BEDAH BUKU SENYUM NOLINA
KUMPULAN CERPEN "SENYUM NOLINA" karya Dedi Saeful Anwar ini sudah bisa dipesan. Harga Rp38.000 (belum ongkir). [Info pemesanan dan penerbitan di FAM Publishing hubungi Call Centre 0812 5982 1511, atau via email forumaktifmenulis@yahoo.com, dan kunjungi web kami di www.famindonesia.com]

Senin, 19 Mei 2014

[ARTIKEL] IMUNISASI vs IMANISASI






IMUNISASI vs IMANISASI
(Catatan Hari Ke-Tiga Diklat Kecapi)

Oleh: Dedi Saeful Anwar
Allah SWT teh Maha Endah tur micinta kaendahan (Allah SWT itu Maha Indah, dan mencintai keindahan)~ sebuah kutipan.

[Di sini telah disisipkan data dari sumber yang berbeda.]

PR #332, opened 2026-06-23
Value-parameterized validator factory

egonSchiele:
## Summary

Makes `@validate` on a value-parameterized type alias (e.g. `NumberInRange(low, high)` in `std::types`) resolve its validator functions in the alias's **defining** module. Importing the alias from another module now validates correctly without injecting anything into the consumer's scope.

### The problem

Value-parameterized validated aliases previously emitted **nothing** at their definition site and inlined a fresh validator chain at every use site — leaking bare `min`/`max` identifiers into the consumer's scope. This caused:
- a crash (`ReferenceError`) if the consumer didn't import the validators, and
- a **silent wrong-answer** if the consumer defined its own same-named `min`/`max` (validation would bind to the wrong function).

### The fix

Emit a **descriptor factory function** in the alias's own module, where the validators are already in scope:

```js
export function NumberInRange(low, high) {
  return { kind: "leaf", schema: z.number().meta({ minimum: low, maximum: high }),
           validators: [min.partial({ n: low }), max.partial({ n: high })] };
}
```

Use sites just **call** it: `__validateChainRecursive(v, NumberInRange(1, 10))`. This mirrors how bare validated aliases already work (their `__agency_descriptor` const lives in the defining module).

## Changes

- **Task 1** — `processTypeAlias` emits an (exported) descriptor factory for validated value-param aliases, with value-param **defaults baked into the factory signature** (`function Age(low = 0)`) so omitted args still resolve.
- **Task 2** — use sites of validated value-param aliases reference the factory by **call** instead of inlining; use-site `@validate` validators concatenate on top.
- **Task 4** — validated value-param aliases are now **importable** (factory is exported); they are never registered as LLM tools.
- **Bug fix found during execution** — building a *forwarding* alias's factory body (`type AdultAge(high) = NumberInRange(18, high)`) must **not** deep-resolve/substitute the body. Doing so tripped `applyValueArgs`'s unsubstituted-param guard when a forwarded name collided with the inner param name (`high` → `high`), and would have re-introduced the cross-module leak. The body is now passed unresolved so nested value-param refs become nested factory **calls**. `hasAnyValidateTag` no longer calls `applyValueArgs` (presence of `@validate` is substitution-invariant). Surfaced by the `valueParamPartialForwarding` / `valueParamWrappingAlias` fixtures.

## Tests

New agency execution fixtures under `tests/agency/validation/`:
- `valueParamFactoryLocal` — local value-param validated alias validates end-to-end.
- `stdTypesValueParamImport` — importing `NumberInRange`/`StringWithLength` from `std::types` validates correctly; no `min`/`max` leak.
- `valueParamImportLocalShadow` — a consumer-defined `min` cannot hijack an imported alias's validation (the core motivation; `tooLow:false`).
- `valueParamForwardImported` — a forwarding alias over an imported value-param alias validates via nested factory calls.

New unit tests in `typescriptBuilder.integration.test.ts` cover factory emission, default-in-signature, schema-identifier survival (`@jsonSchema`), and use-site call.

## Verification

- `pnpm test:run` — **6104 passed**, 0 failed.
- Full `tests/agency/validation` agency suite — **83 passed**, 0 failed.
- `make` — builds clean (stdlib recompiled with the new factories).

### DIFF
--- a/packages/agency-lang/lib/backends/typescriptBuilder.ts
+++ b/packages/agency-lang/lib/backends/typescriptBuilder.ts
@@ -91,7 +91,9 @@ import {
 import {
   buildValidationDescriptor,
   hasAnyValidateTag,
+  hasAliasValidate,
 } from "./typescriptGenerator/validationDescriptor.js";
+import { tagArgToTs } from "./typescriptGenerator/tagArgToTs.js";
 import { resolveTypeDeep } from "../typeChecker/assignability.js";
 import { isFunctionTyped } from "../typeChecker/utils.js";
 
@@ -677,12 +679,48 @@ export class TypeScriptBuilder {
       if (!node.exported) return ts.empty();
       return ts.raw(`export const ${node.aliasName} = undefined;`);
     }
-    // Value-parameterized aliases (e.g. `type NumberInRange(low, high) = ...`)
-    // have no single schema — every use-site inlines a fresh substituted
-    // schema. Emit nothing at the declaration site; importers should never
-    // reference the bare name (use-sites are resolved before codegen).
+    // Value-parameterized aliases have no single schema — every use-site
+    // depends on the value args. For a VALIDATED one we emit a descriptor
+    // FACTORY here, in the alias's own module, so the validators it
+    // references stay in scope (exactly like a bare alias's
+    // `__agency_descriptor`). Use sites call `AliasName(args)` (see
+    // validationDescriptor.ts). A NON-validated value-param alias has no
+    // validators to leak, so it keeps emitting nothing and its schema is
+    // inlined at the use site.
     if (node.valueParams && node.valueParams.length > 0) {
-      return ts.empty();
+      const vpAliasesFull = this.scopes.visibleTypeAliasesFull();
+      const vpAliasedWithTags: VariableType = node.tags
+        ? {
+            ...node.aliasedType,
+            tags: [...(node.aliasedType.tags ?? []), ...node.tags],
+          }
+        : node.aliasedType;
+      if (!hasAnyValidateTag(vpAliasedWithTags, vpAliasesFull)) {
+        return ts.empty();
+      }
+      const vpResolved = resolveTypeDeep(vpAliasedWithTags, vpAliasesFull);
+      const vpDescriptor = buildValidationDescriptor(
+        vpResolved,
+        this.scopes.visibleTypeAliases(),
+        vpAliasesFull,
+      );
+      // Bake value-param DEFAULTS into the factory signature so an omitted
+      // use-site arg (e.g. `Age()!` or bare `Age!`) resolves the same default
+      // the old inline path got via `applyValueArgs` (which fills
+      // `bindings[p.name] = p.default`). Without this, `function Age(low)`
+      // called as `Age()` leaves `low` undefined and
+      // `min.partial({ n: undefined })` silently mis-validates.
+      const vpParams = node.valueParams
+        .map((p) =>
+          p.default !== undefined
+            ? `${p.name} = ${tagArgToTs(p.default)}`
+            : p.name,
+        )
+        .join(", ");
+      const vpExportPrefix = node.exported ? "export " : "";
+      return ts.raw(
+        `${vpExportPrefix}function ${node.aliasName}(${vpParams}) { return ${printTs(vpDescriptor)}; }`,
+      );
     }
     const exportPrefix = node.exported ? "export " : "";
     // Thread alias-level @validate / @jsonSchema tags onto the body type so
--- a/packages/agency-lang/lib/backends/typescriptBuilder.ts
+++ b/packages/agency-lang/lib/backends/typescriptBuilder.ts
@@ -721,16 +721,16 @@ export class TypeScriptBuilder {
       // `bindings[p.name] = p.default`). Without this, `function Age(low)`
       // called as `Age()` leaves `low` undefined and
       // `min.partial({ n: undefined })` silently mis-validates.
-      const vpParams = node.valueParams
-        .map((p) =>
-          p.default !== undefined
-            ? `${p.name} = ${tagArgToTs(p.default)}`
-            : p.name,
-        )
-        .join(", ");
-      const vpExportPrefix = node.exported ? "export " : "";
-      return ts.raw(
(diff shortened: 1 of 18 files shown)


packages/agency-lang/lib/backends/typescriptBuilder.ts
```diff
@@ -677,12 +679,59 @@ export class TypeScriptBuilder {
...
+      // `min.partial({ n: undefined })` silently mis-validates.
+      const vpParams = node.valueParams
+        .map((p) =>
+          p.default !== undefined
+            ? `${p.name} = ${tagArgToTs(p.default)}`
+            : p.name,
+        )
+        .join(", ");
+      const vpExportPrefix = node.exported ? "export " : "";
+      return ts.raw(
```
egonSchiele: should this use a different builder instead of ts.raw?

packages/agency-lang/lib/backends/typescriptBuilder.ts
```diff
@@ -677,12 +679,59 @@ export class TypeScriptBuilder {
...
-    // reference the bare name (use-sites are resolved before codegen).
+    // Value-parameterized aliases have no single schema — every use-site
+    // depends on the value args. For a VALIDATED one we emit a descriptor
+    // FACTORY here, in the alias's own module, so the validators it
+    // references stay in scope (exactly like a bare alias's
+    // `__agency_descriptor`). Use sites call `AliasName(args)` (see
+    // validationDescriptor.ts). A NON-validated value-param alias has no
+    // validators to leak, so it keeps emitting nothing and its schema is
+    // inlined at the use site.
     if (node.valueParams && node.valueParams.length > 0) {
```
egonSchiele, line 690: A **validated alias that combines type params and value params** (`@validate(...) type Foo<T>(n) = ...`) skips this block entirely and crashes at use sites.

The `node.typeParams.length > 0` early-return higher up in `processTypeAlias` runs *before* this value-param factory block, so such an alias emits `export const Foo = undefined` and never a factory. But it still has `valueParams`, so at a `!` use site `isValueParamInstantiation` is true and `valueParamDescriptor` emits a factory **call** `Foo(args)` → `undefined(args)` → `TypeError: Foo is not a function` at runtime. The import path agrees with the crash (`isInlinedAlias` returns false for `typeParams > 0`, so it imports the `undefined` const).

The combined construct is real and tested (`valueParamWithGeneric.agency`, `valueParamGenericWrappingAlias.agency` use `type BoundedList<T>(n) = T[]`), but those use only `@jsonSchema` so they take the inline path. There's no fixture adding `@validate` to a generic value-param alias — that's the gap. Note this is also a *regression* for the local case: pre-PR such an alias inlined its validators and worked locally; post-PR it routes to a non-existent factory.

Niche (requires `@validate` + generics + value-params together), but worth either handling generics in the factory branch or explicitly rejecting the combination with a clear error.

packages/agency-lang/lib/backends/typescriptGenerator/validationDescriptor.ts
```diff
@@ -153,6 +155,69 @@ function schemaNode(
...
+): TsNode {
+  if (useSiteValidators.length === 0) return base;
+  const existingValidators = ts.binOp(
+    ts.prop(base, "validators", { optional: true }),
+    "??",
+    ts.arr([]),
+    { parenLeft: true },
+  );
+  return ts.obj([
+    ts.setSpread(base),
```
egonSchiele: The factory call is **evaluated twice** when use-site validators are present. When `base` is a factory call (`ts.raw("NumberInRange(1, 10)")`), this helper both spreads it here (`ts.setSpread(base)`) and reads `base.validators` above (`ts.prop(base, ...)`), so the printed output is:

```js
{ ...NumberInRange(1, 10), validators: [...(NumberInRange(1, 10)?.validators ?? []), ...useSite] }
```

Correct (the factory is pure), but it rebuilds the whole descriptor — including the `min.partial(...)`/`max.partial(...)` `AgencyFunction` allocations — twice per validation site. The old `__agency_descriptor` path shared this helper too, but there `base` was a cheap property read; promoting it to a function call makes the double-evaluation costlier. Binding the call to a local (or wrapping in a memoizing IIFE) would avoid it. Minor efficiency only.

egonSchiele (commented):
Two findings from a review of the factory change. Both are low-to-moderate severity; the PR is well-structured and the new fixtures cover the core motivation directly.

egonSchiele:
Thanks for the review! All three findings addressed in 708035b1.

**Finding 1 (generic + value-param + `@validate` crash).** Confirmed and fixed. The direct use site actually already worked (`resolveTypeDeep` flattens it before codegen), but the *forwarded/nested* case did crash — and the actual failure was a "Unresolved generic type at codegen" in the plain-schema path, because `hasAnyValidateTag`'s `genericType` case only inspected `typeArgs` and missed the aliased generic's own `@validate`, routing it away from the descriptor path. Three coordinated fixes:
- `hasAnyValidateTag` now looks up the generic alias entry and checks its tags/body (mirrors the `typeAliasVariable` case).
- `descriptor()` / `valueParamDescriptor` resolve-and-inline a user-defined generic alias instead of trying to factory-call it (generics can't be runtime factories — the schema depends on the type arg).
- `applyValueArgs`'s guard no longer false-positives when a forwarded identifier collides in name with an inner param (e.g. `Wrapped(high) = Ranked<string>(1, high)`).

New fixture `valueParamGenericValidate.agency` covers both the direct and forwarded cases (with the name collision). The forwarding alias now inlines `min.partial({ n: 1 }), max.partial({ n: high })` — no `undefined(...)` call.

**Finding 2 (factory call evaluated twice).** Fixed. `withUseSiteValidators` now binds the base to a local via an IIFE — `((__d) => ({ ...__d, validators: [...(__d?.validators ?? []), ...useSite] }))(base)` — so the factory (and its `.partial(...)` allocations) is evaluated once. Added a unit test asserting the single-eval form.

**Finding 3 (`ts.raw` for the factory decl).** Switched to the structured `ts.functionDecl` builder; value-param defaults go through `TsParam.defaultValue`. Generated output is unchanged.

Verification: `pnpm test:run` 6106 passed, full `tests/agency/validation` 84 passed, `lint:structure` clean.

Sambil menunggu kehadiran penyaji materi,  para peserta diklat di hari ke-tiga terlebih dahulu mendapat sebuah tembang yang pertama kali diciptakan oleh Dalem Pancaniti (RAA Kusumaningrat VIII). Tembang ini bernama “Degung Layar Putri”. Berikut lirik Degung Layar Putri yang disampaikan oleh Kang Dedi Mulyana, S.Pd.I salah satu yang memrakarsai pelatihan ini.
Gera balik
Gera balik
Gera mulang
Gera mulang
Mulang kana
Ka-Sundaan.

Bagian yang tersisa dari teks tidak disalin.